#### DATA FOR THIS TASK

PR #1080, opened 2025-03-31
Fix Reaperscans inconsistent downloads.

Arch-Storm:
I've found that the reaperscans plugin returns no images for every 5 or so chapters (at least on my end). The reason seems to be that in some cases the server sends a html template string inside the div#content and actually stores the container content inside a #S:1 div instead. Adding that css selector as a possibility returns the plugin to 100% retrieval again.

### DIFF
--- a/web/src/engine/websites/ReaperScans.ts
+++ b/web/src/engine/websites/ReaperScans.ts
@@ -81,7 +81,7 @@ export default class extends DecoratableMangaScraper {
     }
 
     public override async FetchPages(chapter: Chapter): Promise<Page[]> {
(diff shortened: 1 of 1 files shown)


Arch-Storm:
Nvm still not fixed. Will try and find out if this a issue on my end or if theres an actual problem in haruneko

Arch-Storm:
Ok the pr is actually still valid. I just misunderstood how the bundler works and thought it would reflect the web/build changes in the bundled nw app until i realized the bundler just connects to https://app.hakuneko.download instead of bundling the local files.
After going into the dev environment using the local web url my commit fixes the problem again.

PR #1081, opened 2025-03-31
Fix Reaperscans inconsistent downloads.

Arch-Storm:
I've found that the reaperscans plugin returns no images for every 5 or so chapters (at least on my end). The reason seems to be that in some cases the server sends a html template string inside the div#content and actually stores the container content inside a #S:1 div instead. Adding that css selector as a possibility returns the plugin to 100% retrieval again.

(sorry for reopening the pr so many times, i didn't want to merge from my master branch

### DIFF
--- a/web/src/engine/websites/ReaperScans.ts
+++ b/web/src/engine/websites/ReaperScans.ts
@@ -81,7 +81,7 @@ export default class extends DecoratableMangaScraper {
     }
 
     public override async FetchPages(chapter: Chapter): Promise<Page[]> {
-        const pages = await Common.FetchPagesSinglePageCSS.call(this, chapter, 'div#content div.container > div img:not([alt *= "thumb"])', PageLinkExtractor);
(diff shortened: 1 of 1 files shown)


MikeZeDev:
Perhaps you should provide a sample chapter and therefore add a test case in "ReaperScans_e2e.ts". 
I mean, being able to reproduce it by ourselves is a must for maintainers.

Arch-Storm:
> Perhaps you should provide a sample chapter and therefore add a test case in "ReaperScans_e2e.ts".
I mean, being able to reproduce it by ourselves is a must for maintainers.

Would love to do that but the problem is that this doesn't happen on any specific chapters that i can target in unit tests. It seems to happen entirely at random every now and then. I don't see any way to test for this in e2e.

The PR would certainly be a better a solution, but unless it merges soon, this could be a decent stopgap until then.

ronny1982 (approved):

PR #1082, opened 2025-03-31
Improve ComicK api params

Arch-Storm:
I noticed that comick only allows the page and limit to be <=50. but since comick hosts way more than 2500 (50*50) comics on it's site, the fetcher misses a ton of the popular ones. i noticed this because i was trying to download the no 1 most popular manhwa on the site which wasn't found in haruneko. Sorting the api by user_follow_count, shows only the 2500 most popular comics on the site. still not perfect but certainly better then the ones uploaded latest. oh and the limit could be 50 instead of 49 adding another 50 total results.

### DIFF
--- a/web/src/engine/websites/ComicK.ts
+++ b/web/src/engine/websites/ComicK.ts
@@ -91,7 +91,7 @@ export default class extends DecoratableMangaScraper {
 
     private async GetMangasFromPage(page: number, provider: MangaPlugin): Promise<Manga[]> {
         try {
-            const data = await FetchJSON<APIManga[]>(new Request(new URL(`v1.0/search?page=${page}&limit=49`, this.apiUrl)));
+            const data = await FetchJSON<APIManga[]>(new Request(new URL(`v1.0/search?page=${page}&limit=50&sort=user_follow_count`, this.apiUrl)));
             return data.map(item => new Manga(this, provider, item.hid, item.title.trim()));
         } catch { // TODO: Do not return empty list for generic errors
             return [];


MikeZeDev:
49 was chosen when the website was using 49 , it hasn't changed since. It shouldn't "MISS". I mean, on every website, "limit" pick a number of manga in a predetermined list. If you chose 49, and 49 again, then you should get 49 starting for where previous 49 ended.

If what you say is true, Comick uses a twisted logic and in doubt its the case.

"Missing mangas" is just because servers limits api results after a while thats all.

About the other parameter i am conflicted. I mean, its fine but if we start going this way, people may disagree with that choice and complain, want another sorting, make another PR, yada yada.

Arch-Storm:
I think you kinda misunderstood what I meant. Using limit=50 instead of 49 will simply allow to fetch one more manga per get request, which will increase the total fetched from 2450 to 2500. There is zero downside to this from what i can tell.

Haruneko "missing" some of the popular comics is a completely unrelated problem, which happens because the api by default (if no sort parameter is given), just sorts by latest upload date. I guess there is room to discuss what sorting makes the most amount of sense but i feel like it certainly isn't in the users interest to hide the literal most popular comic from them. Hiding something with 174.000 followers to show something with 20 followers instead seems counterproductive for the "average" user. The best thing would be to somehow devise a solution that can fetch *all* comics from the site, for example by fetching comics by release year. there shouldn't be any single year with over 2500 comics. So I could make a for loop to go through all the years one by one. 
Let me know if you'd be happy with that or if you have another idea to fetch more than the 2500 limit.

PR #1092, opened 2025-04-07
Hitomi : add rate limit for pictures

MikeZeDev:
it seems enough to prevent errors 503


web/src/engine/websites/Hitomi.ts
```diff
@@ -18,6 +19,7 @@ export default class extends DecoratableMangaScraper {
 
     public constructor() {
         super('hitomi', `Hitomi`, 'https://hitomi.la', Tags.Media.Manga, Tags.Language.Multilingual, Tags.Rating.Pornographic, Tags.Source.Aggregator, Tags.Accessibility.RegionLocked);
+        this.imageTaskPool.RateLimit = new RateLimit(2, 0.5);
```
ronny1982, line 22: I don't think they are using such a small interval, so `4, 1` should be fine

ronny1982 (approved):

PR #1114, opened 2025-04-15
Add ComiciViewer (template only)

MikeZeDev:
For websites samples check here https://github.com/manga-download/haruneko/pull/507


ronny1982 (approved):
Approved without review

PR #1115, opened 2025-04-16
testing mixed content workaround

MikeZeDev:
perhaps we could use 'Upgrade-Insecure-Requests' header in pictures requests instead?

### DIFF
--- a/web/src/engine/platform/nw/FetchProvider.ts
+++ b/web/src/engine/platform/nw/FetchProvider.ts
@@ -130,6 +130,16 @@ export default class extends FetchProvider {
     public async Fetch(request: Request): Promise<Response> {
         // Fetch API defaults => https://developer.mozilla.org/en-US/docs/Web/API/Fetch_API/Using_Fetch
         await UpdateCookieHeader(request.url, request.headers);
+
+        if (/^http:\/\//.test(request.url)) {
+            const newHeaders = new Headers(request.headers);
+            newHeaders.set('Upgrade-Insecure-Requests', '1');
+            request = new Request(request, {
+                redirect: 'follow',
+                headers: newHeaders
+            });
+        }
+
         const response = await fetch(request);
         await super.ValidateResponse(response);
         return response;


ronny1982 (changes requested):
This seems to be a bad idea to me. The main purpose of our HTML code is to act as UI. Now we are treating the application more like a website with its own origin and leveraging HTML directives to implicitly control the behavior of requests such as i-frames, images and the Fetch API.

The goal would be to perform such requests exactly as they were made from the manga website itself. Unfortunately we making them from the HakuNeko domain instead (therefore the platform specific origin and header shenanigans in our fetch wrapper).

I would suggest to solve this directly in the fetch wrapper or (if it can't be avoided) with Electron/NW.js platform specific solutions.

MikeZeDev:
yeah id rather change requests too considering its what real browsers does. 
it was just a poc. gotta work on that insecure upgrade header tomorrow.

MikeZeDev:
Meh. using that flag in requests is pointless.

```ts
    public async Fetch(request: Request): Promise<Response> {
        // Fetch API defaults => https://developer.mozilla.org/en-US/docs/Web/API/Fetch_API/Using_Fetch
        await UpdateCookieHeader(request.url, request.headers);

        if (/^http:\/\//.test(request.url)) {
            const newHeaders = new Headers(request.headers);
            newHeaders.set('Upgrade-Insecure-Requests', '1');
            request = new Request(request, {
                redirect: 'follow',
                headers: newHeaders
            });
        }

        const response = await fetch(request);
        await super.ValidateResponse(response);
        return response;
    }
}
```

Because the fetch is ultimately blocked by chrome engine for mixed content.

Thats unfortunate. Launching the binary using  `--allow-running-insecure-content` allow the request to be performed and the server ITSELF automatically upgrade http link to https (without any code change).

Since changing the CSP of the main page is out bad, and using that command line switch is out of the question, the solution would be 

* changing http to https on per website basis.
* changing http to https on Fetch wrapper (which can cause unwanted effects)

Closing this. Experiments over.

########

Using the listing above, show each line with the word "only" in it.

I noticed that comick only allows the page and limit to be <=50. but since comick hosts way more than 2500 (50*50) comics on it's site, the fetcher misses a ton of the popular ones. i noticed this because i was trying to download the no 1 most popular manhwa on the site which wasn't found in haruneko. Sorting the api by user_follow_count, shows only the 2500 most popular comics on the site. still not perfect but certainly better then the ones uploaded latest. oh and the limit could be 50 instead of 49 adding another 50 total results.
Add ComiciViewer (template only)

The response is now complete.